# trail camera - grey fox



## Sprytle (Jan 8, 2005)

Finally got a scanner to share some pics. Caught this grey on cam behind house. Trying out different things other than getting more pics of my (pet  ) deer herd. Also can anyone tell me how to downsize my pics so they dont take up as much room/ file space? Hope to share more soon, working on getting a good coyote pic - has'nt happened yet. Thanks - Bob


----------



## Richie (Aug 21, 2004)

Nice pic of the grey. I'm looking to pick one up myself. A trail camera not the grey. Although it would look good in my scope too. What kind of camera do you have and what experience have you had with them. Good or bad. Want to get one before I go back home so I can set mine up behind the house and check on what kind of critters are travelling through. Had a couple of wolves close last year. Heard them but didn't see them. Would be awesome to get something like that on camera.


----------



## Sprytle (Jan 8, 2005)

I have a non-typ dc-200 35mm. I just bought it in jan. , i would like to have a digital but at first wasnt willing to shell out the $$$, even though it would be alot eaiser with this comp. battery life is good ,it has 2- 9 volts that last quite a while i change the batt. in the camera more. but i have also been using it in very cold weather. Do a search on here about trail cameras been alot of talk about them in the past. i have had no malfunctions yet with this even though some people on here have with this model. there are a few other cam pics in my pictures.


----------



## Splicer (Jan 14, 2004)

nice pics alway wanted a trailcam looking this year
rick


----------



## David G Duncan (Mar 26, 2000)

Sprytle,

Congratulations on a really fine picture!!! 
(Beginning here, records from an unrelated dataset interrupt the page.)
PR #1180, opened 2020-01-30
Replace TravisCI with GitHub Actions for CI tests

ajalt:
This allows us to run unit tests for native targets.

I set up the workflow based on information from [this blog post](https://www.alecstrong.com/2020/01/github-actions-mpp/). The linux host will run JVM, JS and linux native tests, while the macOS and Windows hosts will save time by only running the native tests for their respective platforms.

### DIFF
--- a/.github/workflows/PR.yml
+++ b/.github/workflows/PR.yml
@@ -1,0 +1,64 @@
+name: Test
+
+on:
+  pull_request:
+    paths-ignore:
+      - 'doc/**'
+      - '*.md'
+
+jobs:
+  build:
+    strategy:
+      matrix:
+        os: [macOS-latest, windows-latest, ubuntu-latest]
+
+    runs-on: ${{matrix.os}}
+
+    steps:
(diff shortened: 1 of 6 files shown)


ajalt:
We should also create a workflow to publish shapshots, but that requires the publishing keys, so I'm not able to do it. Here's [an example of a publish workflow](https://github.com/cashapp/sqldelight/blob/master/.github/workflows/Release.yml) and here's a [blog post that discusses it](https://www.alecstrong.com/2020/01/github-actions-mpp/)

sksamuel:
I will have a play with the publish. Do you think we can completely replace travis with this ?

ajalt:
Absolutely, and I recommend that we do. IMO, Travis has gone downhill since it was acquired, and GH Actions is a better product overall.

sksamuel:
Snapshot deploys are now running through github workflow, but only for
linux builds.
I've disabled travis and appveyor.

PR #1186, opened 2020-02-01
#1184 Add shouldHaveSingleElement matcher with predicate

### LINKED ISSUE #1184: New collections matcher
`collection.shouldHaveSingleElement { e -> ... }`

simonenkoi:
Closes: #1184


sksamuel:
Thansk for the PR. I was thinking more that this matcher would not use the lambda to test for one element that passes the predicate (but allows more), but that there's a single element and then executes the lambda. What do you think?

simonenkoi:
Yes, it makes perfect sense and seems usable. I think if it was confusing for me from the ticket's description, it can be confusing for users too. Can we think about better naming? 
Maybe it makes more sense to extend `shouldBeSingleton` matcher with a lambda parameter?

sksamuel:
Yes the ticket was poor wording by me.

shouldBeSingleElement maybe ?

simonenkoi:
@sksamuel I've added a new matcher `shouldBeSingleton { block }` to keep it consistent. Please, let me know if you insist on `shouldBeSingleElement` naming. Should I revert `shouldHaveSingleElement { predicate }` matcher changes?

sksamuel:
Lets go with your naming.

PR #1188, opened 2020-02-03
Publish native artifacts for all supported platforms

ajalt:
Currently, only the linux artifact is being published. This PR updates the workflow to use the maxOS runner to publish linux and macOS artifacts, and the windows runner to publish the windows artifact.

The build number is generated once in the build job, then downloaded in the two publish jobs.

### DIFF
--- a/.github/workflows/build.yml
+++ b/.github/workflows/build.yml
@@ -43,25 +43,58 @@ jobs:
                name: error-report
                path: build-reports.zip
 
-   deploy:
-      needs: build
-      runs-on: ubuntu-latest
-
-      steps:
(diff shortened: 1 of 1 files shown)


ajalt:
You might also want to create a tag like `build-number-4000` on the tip of master so that generated build numbers are larger than the old snapshot numbers. Currently, the most recent snapshot was published with build number 3.

sksamuel:
Yeah I'll reset the build number so its higher.

sksamuel:
Looks like the windows publish fails.
https://github.com/kotlintest/kotlintest/actions/runs/34360070

PR #1190, opened 2020-02-03
Fix task name for windows publication workflow

ajalt:


ajalt:
Sorry about that. This looks like the correct task named based on the output of `gradlew tasks`

PR #1200, opened 2020-02-08
Fix markdown link

ilaborie:


ashishkujoy:
@ilaborie thanks for fix.

Issue #1161, opened 2020-01-17
Add alias for shouldBeEqualToUsingFields and disallow specifying NO fields


sschuberth:
Occasionally, I have to assert value-equality of Java class instances that do not implement `equals()` with kotlintest (also see [this](https://stackoverflow.com/questions/12147297/how-do-i-assert-equality-on-two-classes-without-an-equals-method)). For these cases, it would be nice to have a matcher that iterates over all fields via reflection (recursively) and asserts value equality for each.

sksamuel:
Agreed, and related to #822

LeoColman:
We do have something like that that, I think

Something similar to
`shouldBeEqualToUsingFields ... `

sschuberth:
I skimmed through https://github.com/kotlintest/kotlintest/blob/master/doc/matchers.md before but didn't find anything...

sschuberth:
But it's indeed there, yay!

https://github.com/kotlintest/kotlintest/blob/068148734769f534223be89673639f46e8430ab4/kotest-assertions/src/jvmMain/kotlin/io/kotest/matchers/equality/reflection.kt#L32

LeoColman:
Hmm...
It's not documented, or it isn't released yet (and therefore not documented due to that), I wonder?

sschuberth:
Looks like it was introduced in f537d7beef9b490efdba893170a41069c001d1c1 as part of working on https://github.com/kotlintest/kotlintest/issues/711 which is included in version 3.3.1.

sksamuel:
Should we add an alias. It's a bit of a long name

sschuberth:
Also, it's only available as an extension function, not as an infix operator.

sschuberth:
Doh, and it does not work at all as I would have expected: When called without a second argument, *no* instead of *all* fields are compared. That function should probably be changed to either require at least one field to be specified, or to compare all fields if none are given.

sksamuel:
Yes that's totally a bug. Let's fix that.

LeoColman:
There's also the `shouldBeEqualToIgnoringFields`, which would fit your use case, IIRC

sschuberth:
I've actually tried it @Kerooker, but it that gave me:

    kotlin.reflect.full.IllegalCallableAccessException: java.lang.IllegalAccessException: class kotlin.reflect.jvm.internal.calls.CallerImpl$FieldGetter cannot access a member of class org.apache.maven.settings.Proxy with modifiers "private"

[...]

PR #1208, opened 2020-02-09
#1161 Updates shouldBeEqualToIgnoringFields to compare private fields as well

ashishkujoy:


kotest-assertions/src/jvmMain/kotlin/io/kotest/matchers/equality/reflection.kt
```diff
@@ -190,14 +184,14 @@ fun <T : Any> beEqualToIgnoringFields(
    override fun test(value: T): MatcherResult {
 
       val fieldNames = fields.map { it.name }
-      val failed = value::class.memberProperties.filterNot { fieldNames.contains(it.name) }.mapNotNull {
-         val actual = it.getter.call(value)
-         val expected = it.getter.call(other)
-         if (actual == expected) null else {
-            "${it.name}: $actual != $expected"
+      val fieldsToBeConsider: List<KProperty<*>> = value::class.memberProperties
```
sschuberth: Nit: The variable should probably be called "fieldsToBeConsider*d*".

kotest-assertions/src/jvmMain/kotlin/io/kotest/matchers/equality/reflection.kt
```diff
@@ -190,14 +184,14 @@ fun <T : Any> beEqualToIgnoringFields(
...
+         .filterNot { fieldNames.contains(it.name) }
+         .map {
+            it.isAccessible = true
+            it
```
sschuberth: In the end, this just maps to `it` (i.e. identity) as the line `it.isAccessible = true` is ignored here. What you probably want is:

```
val fieldsToBeConsiderd = value::class.memberProperties.filter {
    !fieldNames.contains(it.name) && it.isAccessible
}
```

sschuberth (dismissed):

kotest-assertions/src/jvmMain/kotlin/io/kotest/matchers/equality/reflection.kt
ashishkujoy: No, ```it.isAccessible = true``` is not getting ignored, it is making ever other field accessible(not considering if they are already accessible) which are not asked to ignore which checking equality

kotest-assertions/src/jvmMain/kotlin/io/kotest/matchers/equality/reflection.kt
ashishkujoy: Done, renamed to fieldsToBeConsidered

kotest-assertions/src/jvmMain/kotlin/io/kotest/matchers/equality/reflection.kt
sschuberth: Ah, sorry, I was misreading the assignment. So how about using `onEach` instead of a "dummy" `map` then?

ashishkujoy: done

sschuberth: You're using `forEach` now, which returns `Unit`. With `onEach` you could have kept the fluent API as it returns the modified list.

ashishkujoy: OK I was not aware of ```onEach```

kotest-assertions/src/jvmMain/kotlin/io/kotest/matchers/equality/reflection.kt
```diff
@@ -190,14 +184,10 @@ fun <T : Any> beEqualToIgnoringFields(
...
       val fieldNames = fields.map { it.name }
-      val failed = value::class.memberProperties.filterNot { fieldNames.contains(it.name) }.mapNotNull {
-         val actual = it.getter.call(value)
-         val expected = it.getter.call(other)
-         if (actual == expected) null else {
-            "${it.name}: $actual != $expected"
-         }
-      }
+      val fieldsToBeConsidered: List<KProperty<*>> = value::class.memberProperties.filterNot { fieldNames.contains(it.name) }
+      fieldsToBeConsidered.forEach { it.isAccessible = true }
```
sksamuel: Rather than filter it out, if you ask for a field and its private, we should throw an error ?

sschuberth: Or simply ignore it in the comparison? I was just asking myself the same.

ashishkujoy: @sksamuel Here user is not asking for including private field directly, user is only saying to ignore some fields(public) which by default resulting in comparing the private fields if there are any.

ashishkujoy: > Or simply ignore it in the comparison? I was just asking myself the same.

But it can very well happen the private field is state maintain by the object which determine its equality.
For example:

```kotlin
class Counter {
 private var currentCount = 0
fun increment(): Unit = currentCount++
fun getCurrentCount():Int = currentCount 
}
```

sksamuel: I think if you
* ask for a private field we error
* you ask for public fields but there's also a private field we error

The path should be of least surprise to the user. Silently dropping private fields is probably fine 99% of the time but we should err on the side of caution imo.

ashishkujoy: Another thought in my mind is to let user decide to include or ignore the private fields by using taking a boolean parameter ```ignorePrivateFields``` with default value as false.

sksamuel: Yep that would work.

ashishkujoy: Since the signature contain the vararg
```fun <T : Any> T.shouldBeEqualToIgnoringFields(other: T, vararg properties: KProperty<*>)```
So we can't have ```ignorePrivateFields``` as the last parameter with default value. And if put that before the vararg argument then every time we have to  user has to specify that argument. Which will break the existing user code as well that will not look clean.

So going by your suggestion I will make the change to ignore the private fields

sksamuel:
lgtm merge whenever you are ready

ashishkujoy:
@sksamuel @sschuberth should we close this now.

sksamuel:
You need to merge it first

PR #1210, opened 2020-02-09
Updated docs with kotest details #1209

sksamuel:
This is not meant to be fully comprehensive nor include all the new features but just be sufficient enough to get a beta release out.


doc/conditional_evaluation.md
```diff
@@ -0,0 +1,91 @@
...
+  ...
+}
+```
+
+`isLinux` and `isPostgreSQL` in the example are just expressions (values, variables, properties, function calls) that evaluate to `true` or `false`.
+
+
+### Focus
+
+KotlinTest supports isolating a single top level test by preceding the test name with `f:`.
```
ashishkujoy: Need to replace kotlinTest with kotest

doc/conditional_evaluation.md
```diff
@@ -0,0 +1,91 @@
...
+
+```kotlin
+"should do something".config(enabled = false) {
+  ...
+}
+```
+
+You can use the same mechanism to run tests only under certain conditions.
+ For example you could run certain tests only on Linux systems using
+ [SystemUtils](http://commons.apache.org/proper/commons-lang/javadocs/api-release/org/apache/commons/lang3/SystemUtils.html#IS_OS_WINDOWS).IS_OS_LINUX from [Apache Commons Lang](https://commons.apache.org/proper/commons-lang/).
```
ashishkujoy: here we need to add a Space after #IS_OS_WINDOWS so that link can render properly

doc/conditional_evaluation.md
```diff
@@ -0,0 +1,91 @@
...
+  }
+
+  "test 3" {
+    // this will run too
+  }
+})
+```
+
+### SkipTestException
+Sometimes you want to interrupt a test in runtime, as perhaps you don't know at compile-time if the test should be executed. For this, KotlinTest provides a way to interrupt it by throwing an exception: The `SkipTestException`.
```
ashishkujoy: Need to replace For this, KotlinTest with For this, Kotest

doc/discovery_extension.md
```diff
@@ -0,0 +1,24 @@
+### Discovery Extension
+
+_Advanced Feature_
+
+Another type of extension that can be used inside `ProjectConfig` is the `DiscoveryExtension`. This extension is designed
+ to allow customisation of the way spec classes are discovered and instantiated. There are two functions of interest that
+ can be overridden.
+
+The first is `afterScan` which accepts a list of Spec classes that were discovered by KotlinTest during the _discovery_ phase
```
ashishkujoy: Need to replace ```KotlinTest``` by ```Kotest```

sksamuel:
Thanks @ashishkujoy feedback addressed.

PR #1214, opened 2020-02-11
Add matchers to Klock. 

dragneelfps:
Related to https://github.com/kotlintest/kotlintest/issues/1156.


dragneelfps:
@sksamuel I have created this draft. I wanted to get an opinion on the approach I have used. Also, what are the matchers that should be implemented.

LeoColman:
I believe you're on the right track.
I recommend adding some matchers for numbers, like `Time.shouldHaveMinutes(5)` or something similar.

I'm not sure if you're using our current datetime matchers as inspiration, but that can be a good starting point if you feel lost! I believe you are doing things that way already tho

[Take a look](https://github.com/kotlintest/kotlintest/tree/master/kotest-assertions/src/jvmMain/kotlin/io/kotest/matchers/date)

dragneelfps:
@Kerooker I think I have added all the **required** matchers. I haven't documented the matchers like done in [existing code](https://github.com/kotlintest/kotlintest/blob/805857bf06cd185239c4c263e146713d22b699d3/kotest-assertions/src/jvmMain/kotlin/io/kotest/matchers/date/localtime.kt#L12) since, I didnt find any need for doing it, as its self documenting. But if you want me to add docs, then I can. 
I have added some tests as well. 
I dont know if publishing works on that. Need to check on that. 
Other than that, I think the PR is ready to be reviewed.

kotest-assertions/kotest-assertions-klock/src/commonMain/kotlin/io.kotest/matchers/date/date.kt
```diff
@@ -0,0 +1,136 @@
...
+fun haveSameYear(date: Date) = object : Matcher<Date> {
+   override fun test(value: Date) =
+      MatcherResult(
+         value.year == date.year,
+         { "$value should have year ${date.year}" },
+         { "$value should not have year ${date.year}" }
+      )
+}
+
+infix fun Date.shouldHaveYear(year: Long) = this shouldBe haveYear(year)
```
ashishkujoy: I think we should not take year as Long it should be Int, else while using we will have to explicitly need to convert Int to Long in tests like in example below
```kotlin
date shouldHaveSameYear 2020.toLong()
```
more preferable would be 
```kotlin
date shouldHaveSameYear 2020
```

Same would go for month, days, hours etc in this and Time matchers

dragneelfps: Yes, you are right. I will update the code.

kotest-assertions/kotest-assertions-klock/src/commonMain/kotlin/io.kotest/matchers/date/date.kt
```diff
@@ -0,0 +1,136 @@
+package io.kotest.matchers.date
+
+import com.soywiz.klock.Date
+import com.soywiz.klock.DateTime
+import io.kotest.matchers.Matcher
+import io.kotest.matchers.MatcherResult
+import io.kotest.matchers.shouldBe
+import io.kotest.matchers.shouldNotBe
+
+infix fun Date.shouldHaveSameYearAs(date: Date) = this shouldBe haveSameYear(date)
```
ashishkujoy: ```shouldBe haveSameYear``` Sounds little off. 
I think ```should haveSameYear```  will sound better
Same goes for few  other matchers below

kotest-assertions/kotest-assertions-klock/src/commonMain/kotlin/io.kotest/matchers/date/date.kt
```diff
@@ -0,0 +1,136 @@
...
+fun haveDay(day: Int) = object : Matcher<Date> {
+   override fun test(value: Date) =
+      MatcherResult(
+         value.day == day,
+         { "$value should have day $day" },
+         { "$value should not have day $day" }
+      )
+}
+
+fun Date.shouldBeToday() = this shouldBe beToday()
```
ashishkujoy: Here ```Be``` is coming twice so ```this shouldBe beToday``` also sounding off.
```this should beToday```  would be better.

File: kotest-assertions/kotest-assertions-klock/src/commonMain/kotlin/io.kotest/matchers/date/time.kt [hunk 4]
```diff
@@ -0,0 +1,152 @@
...
+
+infix fun Time.shouldHaveSameHoursAs(time: Time) = this should haveSameHours(time)
+
+infix fun Time.shouldNotHaveSameHoursAs(time: Time) = this shouldNot haveSameHours(time)
+
+fun haveSameHours(time: Time): Matcher<Time> = object : Matcher<Time> {
+   override fun test(value: Time): MatcherResult =
+      MatcherResult(
+         value.hour == time.hour,
+         { "$value should have hours ${time.hour}" },
```
ashishkujoy: ```$value should have ${time.hour} hours``` will sound better compare to ```$value should have hours ${time.hour}``` same goes for other matchers

sksamuel:
If you can address the feedback @dragneelfps I will merge. This will be an excellent addition.

kotest-assertions/kotest-assertions-klock/src/commonMain/kotlin/io.kotest/matchers/date/date.kt
dragneelfps: done.

kotest-assertions/kotest-assertions-klock/src/commonMain/kotlin/io.kotest/matchers/date/time.kt
dragneelfps: done.

kotest-assertions/kotest-assertions-klock/src/commonMain/kotlin/io.kotest/matchers/date/date.kt
dragneelfps: done.

dragneelfps:
@sksamuel feedback taken and code changes done.

dragneelfps:
Build failing with: 
```
* Where:
Build file '/home/runner/work/kotest/kotest/kotest-assertions/kotest-assertions-klock/build.gradle.kts' line: 70

* What went wrong:
Could not read script '/home/runner/work/kotest/kotest/publish.gradle' as it does not exist.
```
Any help?

sksamuel:
The build was changed over the weekend so publish.gradle doesn't exist. That's ok, we can merge.

Issue #961, opened 2019-08-25
JDBC ResultSet matchers


sksamuel:
`ResultSet.shouldHaveColumnCount(n)`
`ResultSet.shouldContainColumn(label)`
`ResultSet.shouldHaveColumn(k, label)`

Any others we can think of.

arunvelsriram:
I would like to work on this.

sksamuel:
Please do!

sksamuel:
See https://github.com/joel-costigliola/assertj-db#readme

arunvelsriram:
Is this still relevant? As @sksamuel pointed out `assertj-db` is already providing assertions for databases.

sksamuel:
assertJ won't do extension matchers because it's not a kotlin library.

simonenkoi:
@sksamuel do you have any ideas on how API should look like for values assertions?
Should it be something like
```kotlin
resultSet shouldHaveColumn "name" {
   { it shouldBe "Hewson" }
   { it shouldBe "Evans" }
   { it shouldBe "Clayton" }
   { it shouldBe "Mullen" }
}
```
where the every lambda calls next value from ResultSet (analogue from https://github.com/joel-costigliola/assertj-examples/blob/master/assertions-examples/src/test/java/org/assertj/examples/db/TableAssertionExamples.java)

sksamuel:
One option:

`resultset.shouldHaveColumn("name") { it shouldBe listOf(....) }` 

just pull back all the rows at once. This is a test, so I think that's fine, and then the lambda parameter is a collection, so then all the standard collection matchers work for no extra work.

dragneelfps:
Anyone working on it? Status? Asking cuz I would like to work on it.

sksamuel:
Please do.

PR #1221, opened 2020-02-18
Add matchers for ResultSet.

dragneelfps:
Contains `java.sql.ResultSet` assertion matchers

Inspired from https://github.com/kotest/kotest/issues/961


sksamuel (approved):
Looks great. We could also add one that checks for the presence of a row based on a lamda.

dragneelfps:
> Looks great. We could also add one that checks for the presence of a row based on a lamda.

That will be interesting. Will add it

dragneelfps:
@sksamuel I have added the row assertion. Also, I changed the column value assertion to use generics which enables us to have different specific types in the lambda block of the assertion.

sksamuel:
Excellent.

PR #2794, opened 2022-01-22
Fix #2793 by handling the edge cases of lenient json number comparison

### LINKED ISSUE #2793: Incorrect number comparison in lenient json comparisons
master

This is best explained with a failing test so here goes:

```kt

            shouldFail {
               "1.0E-3" shouldEqualJson "0.0001"
            }
            "1.0E-4" shouldEqualJson "0.0001"

```

both of these assertions fail - `1.0E-3` is considered equal to `0.0001` (off by one zero) and `1.0E-4` really is `0.0001` but the assertion doesn't think so.

Digging in to this there are two separate issues:
1. the lenient option is using a regex to trim irrelevant trailing zeroes after the decimal point, but doesn't use a `$` (end of input) sigil so all the intervening (significant) zeroes are stripped
2. the comparison of scientific notation numbers does not deal with the scenario where one of expected or actual is denoted with exponential numbers and the other is not, but parsing as Double does not turn it back to regular notation.

I have a fix, so will raise that as a PR shortly, but raising the issue in case my PR is not accepted and someone else wants to take a crack.

zakhenry:


kotest-assertions/kotest-assertions-json/src/commonMain/kotlin/io/kotest/assertions/json/compare.kt
```diff
@@ -404,3 +396,17 @@ internal fun compareNull(path: List<String>, b: JsonNode): JsonError? {
       else -> JsonError.ExpectedNull(path, b)
    }
 }
+
+
+fun main() {
```
zakhenry: oops remove this

zakhenry: done

kotest-assertions/kotest-assertions-json/src/commonMain/kotlin/io/kotest/assertions/json/compare.kt
```diff
@@ -377,23 +377,15 @@ private fun compareNumbers(
    }
 }
 
-private val fractionalZeroesRegex =
-   """(\.\d*)0+""".toRegex()
```
zakhenry, line 381: this was moved, but note critically the `$` was added to the end to avoid `0.01` being stripped to `0.1` for example

sksamuel:
awesome thanks

PR #2807, opened 2022-02-01
Add blockingTest to the config options on FreeSpec #2805

### LINKED ISSUE #2805: Add blockingTest to the config options on FreeSpec
It seems at the moment that the only way to have a blocking test is by using `FunSpec`.  Most of our tests are using `FreeSpec`, but we noticed that the `blockingTest` parameter is missing from the config function on `FreeSpec`, so for this particular test class I've had to move them over to `FunSpec`.

Is it possible to make the `blockingTest` parameter available in the other styles of test?

sksamuel:
Fixes #2805


sksamuel:
@kaylanx

kaylanx:
Awesome, thanks for addressing this so quickly :D

sksamuel:
Will be in 5.1.1, expect that to drop by tomorrow.

PR #2812, opened 2022-02-05
Add workaround for issue where no tests are run when using new Kotlin/Native memory model.

charleskorn:
See https://kotlinlang.slack.com/archives/CT0G9SD7Z/p1636921822112900.

In the old memory model, global properties are eagerly initialised, whereas in the new memory model, they are lazily initialised ([source](https://github.com/JetBrains/kotlin/blob/master/kotlin-native/NEW_MM.md)). The impact of this is that a project using the new memory model will not run any tests.

Annotating properties with `@EagerInitialization` changes the behaviour to match the old memory model. 

Caveats:

- I couldn't find an easy way to test this within the existing test setup. If you have any suggestions, happy to add a test for this.

- This is only a workaround: [the docs for `@EagerInitialization`](https://kotlinlang.org/api/latest/jvm/stdlib/kotlin.native/-eager-initialization/) emphasise that we should not rely on this annotation in the long term.


charleskorn:
I should also say that I have very limited experience with compiler plugins - this works, but there may well be better ways to do this.

sksamuel:
Seems reasonable to me. Assuming it still works on old memory model (I assume it ignores the annotation).

charleskorn:
> Assuming it still works on old memory model (I assume it ignores the annotation).

Yep, that's exactly what it does.

PR #2814, opened 2022-02-05
Fix issue where macOS tests don't run for PRs.

charleskorn:
The `macos-11` runner is used for PR builds on macOS, not `macos-latest`, so the tests were being skipped.


sksamuel:
👍🏼

PR #2823, opened 2022-02-13
Docs: corrected typos in which Spec to extend in test style docs

BjornvdLaan:
The testing style base class used in certain examples did not match the testing style that the docs are talking about. This can be confusing to readers.


sksamuel:
Thank you

PR #2827, opened 2022-02-15
Include the whole list when a `shouldContain` assertion fails.

charleskorn:
Currently, `shouldContain` only prints the first five elements in the list, making understanding why the assertion failed difficult. 

This change instead includes the entire list in the error message when the assertion fails.

### DIFF
--- a/kotest-assertions/kotest-assertions-core/src/commonMain/kotlin/io/kotest/matchers/collections/contain.kt
+++ b/kotest-assertions/kotest-assertions-core/src/commonMain/kotlin/io/kotest/matchers/collections/contain.kt
@@ -37,7 +37,7 @@ fun <T, C : Collection<T>> contain(t: T, verifier: Equality<T> = Equality.defaul
       value.any { verifier.verify(it, t).areEqual() },
       {
          "Collection should contain element ${t.print().value} based on ${verifier.name()}; " +
-            "listing some elements ${value.take(5)}"
+            "but the collection is $value"
       },
       { "Collection should not contain element ${t.print().value} based on ${verifier.name()}" }
    )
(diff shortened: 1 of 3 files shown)


sksamuel:
This is deliberate. If you have a list of 1000 elements, and they're data classes, you're going to output 10,000 log lines.

charleskorn:
> This is deliberate. If you have a list of 1000 elements, and they're data classes, you're going to output 10,000 log lines.

Makes sense. 

Would you be open to making this configurable? Perhaps the default can be the existing behaviour, and the failure message can include a note to let the reader know that it's possible to change the number of items displayed.

sksamuel:
Yep, configured by a system property which can be included in the output message ?

charleskorn:
> Yep, configured by a system property which can be included in the output message ?

Makes sense for the JVM, what would you suggest for environments like JS and Native? An environment variable?

sksamuel:
There's the assertions object for holding state

charleskorn:
I can see there's [`maxCollectionEnumerateSize`](https://github.com/kotest/kotest/blob/d444794027942d8172d88aad630e284db6470ea3/kotest-assertions/kotest-assertions-shared/src/commonMain/kotlin/io/kotest/assertions/AssertionsConfig.kt#L19) there already - would it make sense to use that, or create a separate configuration option?

I can also see that `ListPrint` already has logic to limit the size of a displayed list, so I'm thinking of modifying that to make respect the configured value, and then modifying `shouldContain` to use `printed()` to print the actual value of the list - does that make sense?

charleskorn:
I've created #2836 as a possible implementation, open to feedback.

Issue #2816, opened 2022-02-06
json.shouldBeObject()


sksamuel:
Asserts that the json element or string is a json object.

Issue #2815, opened 2022-02-06
json.shouldBeArray()


sksamuel:
Asserts that the json element or string is a json array.

PR #2829, opened 2022-02-15
draft for #2815, #2816

Kantis:
@sksamuel is this something in line with what you were thinking? Lots of work remain, mainly curious about what you think of the general idea.

I yoinked the code I was playing around with for making JSON extractions, think it could be useful here..

### DIFF
--- a/kotest-assertions/kotest-assertions-json/src/commonMain/kotlin/io/kotest/assertions/json/array.kt
+++ b/kotest-assertions/kotest-assertions-json/src/commonMain/kotlin/io/kotest/assertions/json/array.kt
@@ -1,0 +1,95 @@
+import io.kotest.assertions.json.pretty
+import io.kotest.assertions.json.toJsonNode
+import io.kotest.matchers.Matcher
+import io.kotest.matchers.MatcherResult
+import io.kotest.matchers.should
+import kotlinx.serialization.json.JsonArray
+import kotlinx.serialization.json.JsonElement
+import kotlinx.serialization.json.JsonObject
+import kotlinx.serialization.json.decodeFromJsonElement
+
+fun String.shouldBeJsonArray(path: String = "$") = pretty.parseToJsonElement(this) should beJsonArray(path)
+fun JsonElement.shouldBeJsonArray(path: String = "$") = this should beJsonArray(path)
+
+fun String.shouldBeJsonObject(path: String = "$") = pretty.parseToJsonElement(this) should beJsonObject(path)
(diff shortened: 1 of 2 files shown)


sksamuel:
@Kantis this ready for review ?

kotest-assertions/kotest-assertions-json/src/commonMain/kotlin/io/kotest/assertions/json/array.kt
```diff
@@ -0,0 +1,95 @@
+import io.kotest.assertions.json.pretty
```
LeoColman, line 1: I think this is missing a package statement, isn't it?

kotest-assertions/kotest-assertions-json/src/commonMain/kotlin/io/kotest/assertions/json/array.kt
```diff
@@ -0,0 +1,95 @@
...
+   while (i < path.length - 1) {
+      when (path[i]) {
+         ']' -> i++
+         '.' -> jsonExtractions.add(ByProperty(path.substring(i + 1, nextToken())))
+         '[' -> jsonExtractions.add(ByIndexing(path.substring(i + 1, nextToken()).toInt()))
+         else -> error("Invalid input $path. (i = $i, actions = $jsonExtractions)")
+      }
+   }
+
+   println("Returning actions: $jsonExtractions")
```
LeoColman, line 92: This seems like a hanging debug println.
Is it supposed to be here?

kotest-assertions/kotest-assertions-json/src/commonMain/kotlin/io/kotest/assertions/json/array.kt
Kantis: Yup, you're right. Will fix :)

kotest-assertions/kotest-assertions-json/src/commonMain/kotlin/io/kotest/assertions/json/array.kt
Kantis: Indeed, will remove.

sksamuel:
@Kantis do you think this is similar to https://github.com/kotest/kotest/pull/2861

Kantis:
> @Kantis do you think this is similar to #2861

Yeah, very. 😁 I could add the path-matching capabilities on top of that PR's work instead, if we're at all interested in it. 

Either way, I will close this.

It sure is nice to get a prize like this on film.

Thanks for sharing this picture.


----------



## Sprytle (Jan 8, 2005)

WOW - david, you also have some great pics really enjoyed them, especilly the red phase coyote and bobcat!! been trying for some time to get a coyote trail cam pic with no luck yet. Did miss big one calling a few weeks ago. Im going to start up trapping again next year, but this year the trail cam is my form of trapping. Congrats on your pics and success.-Bob


----------



## Huntsman27 (Sep 29, 2004)

pictures. That gray is a beauty for sure. Is that what you were looking at the new 223 for?? Rich


----------



## Sprytle (Jan 8, 2005)

Well the 223 is because im really getting into this calling and now i know they are actually out there !!:evil: how you doing rich, feeling better?


----------



## Huntsman27 (Sep 29, 2004)

will be doing the show in Davison this Sunday. Been seeing woodchucks and hoping we get some warm weather to get out and pop a few!


----------



## Northcountry (Feb 4, 2004)

Heres a pic of a grey visiting my carcass pile. The flash seemed to spook him and the coyotes, so I took the camera down after this pic.










-NC


----------



## Huntsman27 (Sep 29, 2004)

grays over here. Sure are nice looking animals. Would make a cool hat.


----------



## Northcountry (Feb 4, 2004)

Heres a couple of trailcam pics from this week. I put some fish scraps and a dab of coyote lure under a small pile of branches.


















-NC


----------



## Sprytle (Jan 8, 2005)

VERY NICE!!!!! those are great pics northcountry! Thanks for sharing. - Bob  What kind of camera are you using?


----------



## David G Duncan (Mar 26, 2000)

NorthCountry,

Great Photos!!!

It is nice to see that the Red Fox and Grey Fox are getting along. Catching these guys on film, I imagine must be almost as exciting as out smarting them with a good dirt hole set  .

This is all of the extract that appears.